*** Opening of Information provided ***

PR #835, opened 2025-09-05
Adjusts recall spell flavor text

tmyqlfpir:
## About The Pull Request

This PR adjusts the recall spell flavor text when attempting to cast the spell.

`H.visible_message(span_warning("[H] closes [H.p_their()] eyes and begins to focus intently..."))`

is changed to

`H.visible_message(span_warning("[H] lowers [H.p_their()] head and begins to focus intently..."))`

## Testing Evidence

works

## Why It's Good For The Game

The character does not close their eyes, so it shouldn't reflect in the flavor text.

### DIFF
--- a/code/modules/spells/spell_types/wizard/utility/recall.dm
+++ b/code/modules/spells/spell_types/wizard/utility/recall.dm
@@ -16,7 +16,6 @@
 
 	var/turf/marked_location = null
 	var/recall_delay = 15 SECONDS
-	var/casted_with_eyes_open = FALSE
 
 /obj/effect/proc_holder/spell/self/recall/cast(mob/user = usr)
 	if(!istype(user, /mob/living/carbon/human))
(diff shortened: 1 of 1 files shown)


ShadowDeath6:
> What would you suggest to buff it, in that case?


make it not say “closes their eyes” and leave the spell as-is, I assume

Brabodie:
> I always found it strange that the text mentions the character closing their eyes, and the mechanics didn't mirror this. Given the wind up to cast this spell, having vision muted doesn't change much as you pretty much have to be isolated to cast this spell, as you're a sitting duck.
> 
> What would you suggest to buff it, in that case?

Nah honestly at this point it's so chopped I don't think you CAN buff it without making someone mad. Maybe make it cast quicker since it's so obvious you're doing it now? But I can see that getting insta denied.
My biggest complaint wasn't your PR, just needed somewhere to vent the fact that mages are so ass and I'm just seeing spells getting even more chopped while summoning continues being untouched, left as it was in its poorly ported state. I want to enjoy mages but it's impossible to stand a chance when all odds are against them and everyone seems to want them beat into obsoletion.

PR #836, opened 2025-09-05
Fixes thief attributes

SylvinSeik:
## About The Pull Request

When the "Eastern Agent" thief equipment loadout was added, it also added the statblock a second time. This PR removes it.

## Testing Evidence

I didn't test it yet, I'll do that later, but it's a pretty safe bet.

## Why It's Good For The Game

As funny as it is for a thief to have 19 speed roundstart, that's probably something we should patch out.


RyszardParys:
Ah i was suprised to see how high some of my stats were. This explains it 🎉

PR #1334, opened 2025-11-03
Servant/seneschal vomitorium stipend trait

Ephemeralis:
## About The Pull Request

Simple, probably controversial change: servants and butlers now have a trait entirely unique to their role that allows them to pull whatever they like from the vomitorium with the cost taken directly from the treasury funds (if any are available).

A notification in the vomitorium alerts them of this fact, and every withdrawal is also logged to the steward's records.

Yes. this means servants can potentially embezzle large amounts of money from the treasury. One could say this is a new steward gameplay loop! How shocking.

## Testing Evidence

5BceFlVpzi

## Why It's Good For The Game

I wrote a paragraph about this originally but figured nobody will read it. Long story short, embezzlement is funny, and servants being able to do their role without wanting to commit die on bad keep rounds is pretty good.


Xaytan:
Suggestion: Make this only work for buying from local stock. That would dramatically improve the perceived importance of farming and other resource acquisition jobs.

Redrover1760:
Could this be added to the steward as well? And maybe the Duke?

maker-of-nightmares:
This is peak I love it :D

awawaawawaawa:
its peak sire

Cleric2145:
> Could this be added to the steward as well? And maybe the Duke?

IMO I think it's best left for the servants. It's their whole job, and it's a huge boon for them to have. Giving it to more people will just negate the benefit. Maybe Duke, since it's literally his realm and money, but he really shouldn't be faffing about with food tbh. Servants should be a major boom to have instead of just being the people with higher cooking skill (which takes so little time to grind with no real consequence unlike with medicine or combat.)

EvenInDeathIStillServe:
There's no reason for money to be taken from the treasury funds, though? The stockpile is owned by the duchy.

Ephemeralis:
> There's no reason for money to be taken from the treasury funds, though? The stockpile is owned by the duchy.
> 
> And maybe have a limit on the max value of an item a servant can withdraw. There's no reason for them to be able to pull out gold from the vomitarium.

You know, that's actually a good point. It sort of doesn't need to take money from the treasury, does it?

*** Close of Information provided ***

**Assignment:** The full listing above needs to be transcribed exactly.

**Answer space:**
PR #835, opened 2025-09-05
Adjusts recall spell flavor text

tmyqlfpir:
## About The Pull Request

This PR adjusts the recall spell flavor text when attempting to cast the spell.

`H.visible_message(span_warning("[H] closes [H.p_their()] eyes and begins to focus intently..."))`

is changed to

`H.visible_message(span_warning("[H] lowers [H.p_their()] head and begins to focus intently..."))`

## Testing Evidence

works

## Why It's Good For The Game

The character does not close their eyes, so it shouldn't reflect in the flavor text.

### DIFF
--- a/code/modules/spells/spell_types/wizard/utility/recall.dm
+++ b/code/modules/spells/spell_types/wizard/utility/recall.dm
@@ -16,7 +16,6 @@
 
 	var/turf/marked_location = null
 	var/recall_delay = 15 SECONDS
-	var/casted_with_eyes_open = FALSE
 
 /obj/effect/proc_holder/spell/self/recall/cast(mob/user = usr)
 	if(!istype(user, /mob/living/carbon/human))
(diff shortened: 1 of 1 files shown)


ShadowDeath6:
> What would you suggest to buff it, in that case?


make it not say “closes their eyes” and leave the spell as-is, I assume

Brabodie:
> I always found it strange that the text mentions the character closing their eyes, and the mechanics didn't mirror this. Given the wind up to cast this spell, having vision muted doesn't change much as you pretty much have to be isolated to cast this spell, as you're a sitting duck.
> 
> What would you suggest to buff it, in that case?

Nah honestly at this point it's so chopped I don't think you CAN buff it without making someone mad. Maybe make it cast quicker since it's so obvious you're doing it now? But I can see that getting insta denied.
My biggest complaint wasn't your PR, just needed somewhere to vent the fact that mages are so ass and I'm just seeing spells getting even more chopped while summoning continues being untouched, left as it was in its poorly ported state. I want to enjoy mages but it's impossible to stand a chance when all odds are against them and everyone seems to want them beat into obsoletion.

PR #836, opened 2025-09-05
Fixes thief attributes

SylvinSeik:
## About The Pull Request

When the "Eastern Agent" thief equipment loadout was added, it also added the statblock a second time. This PR removes it.

## Testing Evidence

I didn't test it yet, I'll do that later, but it's a pretty safe bet.

## Why It's Good For The Game

As funny as it is for a thief to have 19 speed roundstart, that's probably something we should patch out.


RyszardParys:
Ah i was suprised to see how high some of my stats were. This explains it 🎉

PR #1334, opened 2025-11-03
Servant/seneschal vomitorium stipend trait

Ephemeralis:
## About The Pull Request

Simple, probably controversial change: servants and butlers now have a trait entirely unique to their role that allows them to pull whatever they like from the vomitorium with the cost taken directly from the treasury funds (if any are available).

A notification in the vomitorium alerts them of this fact, and every withdrawal is also logged to the steward's records.

Yes. this means servants can potentially embezzle large amounts of money from the treasury. One could say this is a new steward gameplay loop! How shocking.

## Testing Evidence

5BceFlVpzi

## Why It's Good For The Game

I wrote a paragraph about this originally but figured nobody will read it. Long story short, embezzlement is funny, and servants being able to do their role without wanting to commit die on bad keep rounds is pretty good.


Xaytan:
Suggestion: Make this only work for buying from local stock. That would dramatically improve the perceived importance of farming and other resource acquisition jobs.

Redrover1760:
Could this be added to the steward as well? And maybe the Duke?

maker-of-nightmares:
This is peak I love it :D

awawaawawaawa:
its peak sire

Cleric2145:
> Could this be added to the steward as well? And maybe the Duke?

IMO I think it's best left for the servants. It's their whole job, and it's a huge boon for them to have. Giving it to more people will just negate the benefit. Maybe Duke, since it's literally his realm and money, but he really shouldn't be faffing about with food tbh. Servants should be a major boom to have instead of just being the people with higher cooking skill (which takes so little time to grind with no real consequence unlike with medicine or combat.)

EvenInDeathIStillServe:
There's no reason for money to be taken from the treasury funds, though? The stockpile is owned by the duchy.

Ephemeralis:
> There's no reason for money to be taken from the treasury funds, though? The stockpile is owned by the duchy.
> 
> And maybe have a limit on the max value of an item a servant can withdraw. There's no reason for them to be able to pull out gold from the vomitarium.

You know, that's actually a good point. It sort of doesn't need to take money from the treasury, does it?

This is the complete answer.